■ TASK DIRECTIONS:
Go through the data below and return each line where the string "added" occurs.

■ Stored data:
· · · ·

PR #6829, opened 2026-08-31
fix: lock down Employee Checkin form fields and clean up Shift Detail…

samdanikouser:
- [x] Chore
- [ ] Feature
- [ ] Bug

Lock down the Employee Checkin form so key fields can no longer be edited directly through the UI, and clean up the Shift Details section layout.

- Made Employee, Time, Skip Auto Attendance, Location / Device ID, Shift Assignment, and Roster Type read-only.
- Removed the Fetch Geolocation button.
- Merged the Shift Timings fields (Shift Start, Shift End, Shift Actual Start, Shift Actual End) into the Shift Details section and removed the separate Shift Timings section title, so the section renders as one clean 2-column block instead of two stacked sections.
- Removed the "Check-in Form" default value from the Source field (the option itself is still selectable, it's just no longer pre-filled).
- Backfilled existing Employee Checkin records that had Source = "Check-in Form" (picked up from the old default) back to blank.

N/A

## Solution description
Employee Checkin belongs to hrms, not one_fm. Two different mechanisms are used depending on who owns each field:

- one_fm/custom/property_setter/employee_checkin.py (new) — get_employee_checkin_properties(): Property Setters for fields hrms itself owns (can't be edited directly, since that would mean editing hrms's own doctype JSON, which gets overwritten on the next hrms update).
  - read_only = 1 on employee, time, skip_auto_attendance, device_id.
  - hidden = 1 on fetch_geolocation.
  - hidden = 1 on shift_timings_section and column_break_vyyt (both explicitly kept in field_order, just hidden - omitting them entirely caused Frappe to silently re-insert them at their original core position, per frappe/model/meta.py's field_order fallback logic).
  - Reordered field_order so Shift Actual Start / Shift Actual End render inside Shift Details instead of under their own Shift Timings heading.
- one_fm/custom/custom_field/employee_checkin.py — for fields one_fm itself added (owns outright), updated the Custom Field records directly instead of via Property Setter:
  - source: cleared default: "Check-in Form" -> "".
  - shift_assignment, roster_type: added read_only: 1.
- one_fm/setup/property_setter.py — registered the new property setter getter in get_field_properties().
- one_fm/patches/v15_0/update_employee_checkin_form_customizations.py (new) — applies the Property Setters and re-syncs all Employee Checkin custom fields via create_custom_fields(get_employee_checkin_custom_fields()) on existing sites (fixture file edits alone don't touch already-installed sites; after_install only runs on brand-new sites, so a patch is the only way to push this to existing ones).
- one_fm/patches/v15_0/backfill_employee_checkin_default_source.py (new) — clears source on existing Employee Checkin records where it's currently "Check-in Form", using the Frappe Query Builder (not raw SQL), batched (5,000 rows/commit) since the table has ~2.5M rows and no index on source. Only the source column is ever set - modified/modified_by are never touched (verified against live records before/after). Only rows equal to "Check-in Form" are touched - Mobile App, Mobile Web, Frappe Page, Attendance Check, and already-blank rows are untouched.
- one_fm/patches.txt - registered both new patches.

No changes were made to one_fm/public/js/doctype_js/employee_checkin.js - an earlier attempt to also strip the geolocation map's "locate me" control was reverted per review feedback, so the client script is unchanged from version-15.

- [x] No
- [ ] Yes

Purely metadata (Property Setters / Custom Fields) and a one-time data backfill - no controller/hook logic added.

None attached.

## Areas affected and ensured
- Employee Checkin doctype form (HR module) - field read-only states, Fetch Geolocation button, Shift Details section layout, Source field default.
- Existing Employee Checkin data - source column backfilled for ~670k records.

Yes.
- Users (including System Manager, previously able to edit via frm.disable_form() bypass) can no longer manually edit Employee, Time, Skip Auto Attendance, Location/Device ID, Shift Assignment, or Roster Type from the Employee Checkin form - these are now enforced read-only at the field level, not just via the client-side disable_form() role check.
- The Fetch Geolocation button is gone from the form.
- New Employee Checkin records no longer default Source to "Check-in Form".
- Existing records that had Source = "Check-in Form" now have it blank (modified/modified_by untouched).

- [x] Existing Data
- [ ] New Data

Verified against onefm.localhost (~2.5M existing Employee Checkin records) via frappe.get_meta() introspection and direct DB queries after running both patches.

## Was child table created?
No child table involved.
- [ ] is attachment required?

- [ ] Yes
- [x] No

(Custom field attributes - default/read_only - were updated, none deleted.)

## Is patch required?
- [x] Yes
- [ ] No

Two patches: update_employee_checkin_form_customizations (Property Setters + Custom Field sync) and backfill_employee_checkin_default_source (data backfill).

### Was the patch tested?
Yes - both run against onefm.localhost:
- update_employee_checkin_form_customizations: verified via frappe.get_meta("Employee Checkin") and direct tabCustom Field / tabProperty Setter queries that all read-only/hidden flags, defaults, and field_order applied correctly.
- backfill_employee_checkin_default_source: verified via DB count before/after - 669,893 records with source = "Check-in Form" -> 0 remaining, all other source values (Mobile App, Mobile Web, Frappe Page, Attendance Check) unchanged. Confirmed modified/modified_by are untouched by manually resetting a few records and re-running the patch.

- [ ] Chrome
- [ ] Safari
- [ ] Firefox

Testing was done via backend introspection (bench console / direct DB queries), not a manual browser pass - recommend a quick visual check in the browser before merge.

Screenshot 2026-09-01 at 11 26 27 AM
Screenshot 2026-09-01 at 11 26 51 AM
Screenshot 2026-09-01 at 11 28 26 AM


one_fm/patches/v15_0/update_employee_checkin_form_customizations.py
```diff
@@ -0,0 +1,23 @@
...
+
+from one_fm.custom.property_setter.employee_checkin import get_employee_checkin_properties
+from one_fm.setup.setup import add_property_setter
+
+
+def execute():
+    add_property_setter(get_employee_checkin_properties())
+
+    custom_fields = {
+        "Employee Checkin": [
```
ks093: @samdanikouser This is not a standard field. Source is a custom field. We don't add property setter for custom field. 
We directly update the custom field.

one_fm/patches/v15_0/backfill_employee_checkin_default_source.py
```diff
@@ -0,0 +1,41 @@
...
+		# Read rowcount before commit() - commit() runs its own query on the
+		# same cursor and would otherwise overwrite it.
+		affected = frappe.db._cursor.rowcount
+		frappe.db.commit()
+
+		if not affected:
+			break
+
+		total_updated += affected
+		frappe.logger().info(
```
ks093: @samdanikouser 
1. Please remove frappe.logger statements. 
2. Use frappe query builder instead of raw sql. 
3. Make sure modified_by and last_modified is not updated when these records are updated.

ks093 (changes requested):

ks093 (approved):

· · · ·

■ OUTPUT OF THE TASK:
- one_fm/custom/custom_field/employee_checkin.py — for fields one_fm itself added (owns outright), updated the Custom Field records directly instead of via Property Setter:
  - shift_assignment, roster_type: added read_only: 1.
Purely metadata (Property Setters / Custom Fields) and a one-time data backfill - no controller/hook logic added.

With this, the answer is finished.